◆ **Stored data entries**

PR #1664, opened 2026-08-21
fix(board): let each board say which glyph its code-62 flap carries

### LINKED ISSUE #1657: Bug: code 62 renders as ° on Flagship, but current hardware ships the heart
# Bug: code 62 renders as `°` on Flagship, but current hardware ships the heart

## Summary

FiestaBoard picks the glyph for character code 62 from `device_type` — `°` on
Flagship, `❤` on Note. Vestaboard has since
[replaced the degree symbol with a heart on the Flagship](https://www.vestaboard.com/news/heart-character-comes-to-vestaboard),
so current Flagship units render 62 as a heart and the preview no longer matches
the board.

## Environment

- FiestaBoard 8.27.30, Docker install
- Vestaboard Flagship (white), configured as `device_type: flagship`,
  `board_color: white`

## Steps to reproduce

1. Configure a current-production Flagship board.
2. Create a page containing character code 62 (e.g. a temperature like `72°`).
3. Compare the in-app preview to the physical board.

**Expected:** preview matches the board.
**Actual:** preview shows `72°`; the board shows `72❤`.

## What I found

I traced this with Claude Code, so the references below are more thorough than my
own familiarity with the codebase would account for. I've read and checked them,
but flagging it — it's your codebase, and you'll spot anything I've misread
faster than I will.

The Flagship-means-degree assumption appears in:

| Location | What it does |
|---|---|
| `src/board_html_renderer.py:114` (and `:273`) | `is_note = device_type == "note"` gates the `°` → `♥` substitution in `_grid()` |
| `web/src/components/tiptap-template-editor/components/ColorPickerContent.tsx:35,200` | The heart button in the character palette is gated on `isNote`, so on a Flagship it can't be inserted from the picker |
| `@fiestaboard/ui` → `src/lib/board-characters.ts:220` | `applyDeviceSubstitution()`, called from `messageToGrid` (`:238`) and `messageToText` (`:285`) |
| `src/board_chars.py:81,97`, `docs/reference/character-codes.md:118-120` | State the rule as documentation |

One thing I wasn't sure whether to mention: `messageToText` also builds the
board's accessible name, so on my board a screen reader announces "degree" for a
tile that's drawing a heart. The comment at `board-characters.ts:218` suggests
tiles and announcements agreeing was deliberate, so it might be worth keeping in
scope for whatever the fix turns out to be.

`web/src/__tests__/board-display-colors.test.tsx:99` asserts that a Flagship
renders `°`, so this looks like a deliberate contract rather than an oversight —
which is why I'm filing rather than sending a patch.

## Possible approach

The closest existing pattern I could find is `board_color` (`src/devices.py:106`)
— a per-board attribute set during the wizard, editable later in Settings →
Hardware, and passed down to the display. A similar per-board field for code 62,
defaulting to current behaviour, would leave existing installs untouched.

Noting it as a starting point rather than a recommendation — you'll know whether
it fits the architecture better than I do.

## The FiestaUI dependency

Whichever shape the app-side setting takes, the preview substitution lives in the
package: `applyDeviceSubstitution` (`src/lib/board-characters.ts:220`) takes an
`isNote` boolean, shared by `messageToGrid` and `messageToText`. Since both call
sites already route through that one function, the package change may be
contained — but it's a FiestaUI release either way, which I can't do.

---

If it's useful, I have a current-production Flagship on hand and am glad to test
a fix against real hardware.

jeffredodd:
Closes #1657

> [!IMPORTANT]
> **Draft: this blocks on a `@fiestaboard/ui` release.**
> The in-app preview substitution is package-owned, and the fix for it is Fiestaboard/FiestaUI#247, which is open and unreleased. Once the maintainer cuts that release, `web/package.json` needs bumping off `5.1.0` and the lockfile updating; then this is ready. No version bump is faked here — the pin is untouched, so **CI will fail typecheck on `code62Glyph` until the bump lands.** Everything below was verified locally against the package built from that branch.

## The problem

Character code 62 is **one code with two possible physical flaps**. Vestaboard replaced the Flagship's degree flap with a heart on newly-manufactured units:

> Every new Vestaboard purchased will ship with the heart in place of the degree symbol, and the first displays with the heart character are on their way to customers now.

They published no serial or date boundary. So two boards that both report `device_type: "flagship"` draw different glyphs, **nothing FiestaBoard can query tells them apart**, and the reporter's Flagship (ordered Dec 2025, shipped Aug 2026) shows `72♥` where every FiestaBoard preview shows `72°`.

## What this adds

`BoardInstance.code62_glyph` — `"degree" | "heart"`, per board, in the shape of `board_color` (`src/devices.py`). Set it in the setup wizard when adding a board, or later in **Settings → Hardware**.

**Default is `"degree"`** — the glyph every Flagship carried before the change — so no existing install renders differently until its owner says otherwise.

**Flagship only.** `effective_code62_glyph` is what render paths read, and Note / note-array hardware always resolves to `"heart"`: those flaps only ever carried the heart, so the setting is not theirs to answer, and a board switched Flagship→Note must not draw a degree sign it does not physically have from a leftover preference. The control is not rendered for Note boards.

**Display-only.** Both glyphs are character code 62 on the wire. `src/board_chars.py` still maps all three of `°`, `❤` and `♥` to 62 and no second character code is introduced — there is a test asserting exactly that.

## No migration, and why

`BoardInstance.from_dict` reads every key with a default, and `to_dict` is `asdict`. A board stored before this field existed loads as `"degree"` — which is precisely what it already drew — and round-trips the new value once set. **The stored format gains a key but no stored board changes meaning**, so an ordered migration would have had nothing to change and none was added. That claim has its own test (`test_a_board_stored_before_this_field_existed_loads_as_degree`), so if `from_dict`'s default is ever removed the suite says so rather than the field silently vanishing on every save.

## One rule, four places

`resolveCode62Glyph` is mirrored in `web/src/hooks/use-board.ts`, `_resolve_code62_glyph` in `src/board_html_renderer.py`, `effective_code62_glyph` in `src/devices.py`, and (upstream) `resolveCode62Glyph` in `@fiestaboard/ui`. The dashboard, the editor preview, and the MCP HTML preview therefore cannot disagree about the same board. Each mirror has a test pinning the Note case.

## Also fixed: the picker had no way to insert code 62 on a Flagship

`ColorPickerContent`'s heart button was gated on `deviceType === "note"`, so a Flagship owner could not reach character code 62 from the picker at all — including the owners of the 2026 boards this issue is about. It is now offered for every board, and only its **wording** follows the board: a degree-flap Flagship gets a `°` button labelled "Degree", not a button captioned "Heart" that draws a degree sign. It inserts `°` in every case, because that is what goes on the wire.

## Accessible names

The reporter raised this specifically. `messageToText` builds the `role="img"` name from the same substitution as the tiles, so a board drawing ♥ announces ♥ — a name saying "degree" for a heart tile would be a text alternative for a different image (WCAG 1.1.1). That property is enforced upstream in FiestaUI#247, including a sweep over every device/preference pair and a test that flips the setting on a mounted board and requires the name to follow.

## Docs

`docs/reference/character-codes.md` stated Flagship=degree / Note=heart as fact. Rewritten for users: a three-row table (Note, pre-2026 Flagship, 2026+ Flagship), where the setting lives, that the default is Degree so older-board owners need do nothing, that it is per board so a mixed household previews each correctly, and that it never changes what is sent. `src/board_chars.py`'s `DEGREE`/`HEART` comments carried the same stale rule and now explain the two-flap reality.

## i18n

Nine new keys across all **14** locale files (`code62Label`, `code62Help`, `code62DegreeAriaLabel`, `code62HeartAriaLabel` in both `displaySettings` and `wizard.boardSetup`; `degreeLabel`, `degreeCharacterAriaLabel`, `insertDegreeTooltip` in `templateEditor`), plus a correction: `insertHeartTooltip` said "(Note only)", which is no longer true. `i18n-config.test.ts` enforces exact key parity across all 14 and passes.

## Test evidence

Green:

- **Python** — 450 pass across `test_devices.py`, `test_board_html_renderer.py`, `test_board_chars.py`, `test_settings_service.py`, `test_settings_per_board.py` (targeted files, not the whole suite in one process — that yields known date/time pollution failures).
- **Web unit** — **125 files, 1478 pass, 7 skipped**, full `vitest run`, against `@fiestaboard/ui` built from FiestaUI#247.
- `ruff==0.16.2` check + format clean · `tsc --noEmit` clean · `eslint .` clean · `prettier --check .` clean.

Per the test-quality bar, every new test was proven non-vacuous by breaking the specific production behavior it covers. Six mutations, observed output:

**1. Remove the `code62_glyph` normalization and the Note guard from `src/devices.py`:**

```
FAILED test_invalid_glyph_falls_back_to_degree
  AssertionError: assert 'sparkle' == 'degree'
FAILED test_note_hardware_always_draws_a_heart
  AssertionError: note
  assert 'degree' == 'heart'
  → 2 failed, 4 passed
```

**2. Drop `code62_glyph=data.get(...)` from `BoardInstance.from_dict`** (the setting silently vanishes on every save — the failure mode a whitelist-style `from_dict` invites):

```
FAILED test_survives_a_save_and_reload
  AssertionError: assert 'degree' == 'heart'
  → 1 failed, 5 passed
```

**3. Drop the Note guard from `_resolve_code62_glyph` in the HTML renderer:**

```
FAILED test_note_substitutes_degree_with_heart
FAILED test_note_ignores_a_stale_flagship_preference
  assert '>°</span>' not in '<!DOCTYPE h...body></html>'
  → 2 failed, 30 passed
```

**4. Disable the substitution in the renderer's `_grid`:**

```
FAILED test_note_substitutes_degree_with_heart
FAILED test_flagship_draws_a_heart_when_its_flap_carries_one
FAILED test_note_ignores_a_stale_flagship_preference
  → 3 failed, 29 passed
```

**5. Drop the Note guard from `resolveCode62Glyph` in `web/src/hooks/use-board.ts`** (a stale Flagship preference reaching a Note in the picker):

```
× labels it a heart on a Note device
  Unable to find an accessible element with the role "option" and name "Heart character"
× inserts the degree symbol whichever glyph the board draws
× still shows all color buttons alongside it
  → 3 failed, 3 passed
```

**6. Make the package's `messageToGrid` ignore `code62Glyph`** (rebuilt and re-linked so the app really ran against it):

```
× draws a heart on a Flagship whose flap carries one
  AssertionError: expected '°' to be '♥'
  → 1 failed, 8 passed
```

◆ **PROBLEM DETAILS**
Track down all lines above with the string "ColorPickerContent" and copy them.

◆ **RESPONSE TO THIS EXERCISE**
| `web/src/components/tiptap-template-editor/components/ColorPickerContent.tsx:35,200` | The heart button in the character palette is gated on `isNote`, so on a Flagship it can't be inserted from the picker |
`ColorPickerContent`'s heart button was gated on `deviceType === "note"`, so a Flagship owner could not reach character code 62 from the picker at all — including the owners of the 2026 boards this issue is about. It is now offered for every board, and only its **wording** follows the board: a degree-flap Flagship gets a `°` button labelled "Degree", not a button captioned "Heart" that draws a degree sign. It inserts `°` in every case, because that is what goes on the wire.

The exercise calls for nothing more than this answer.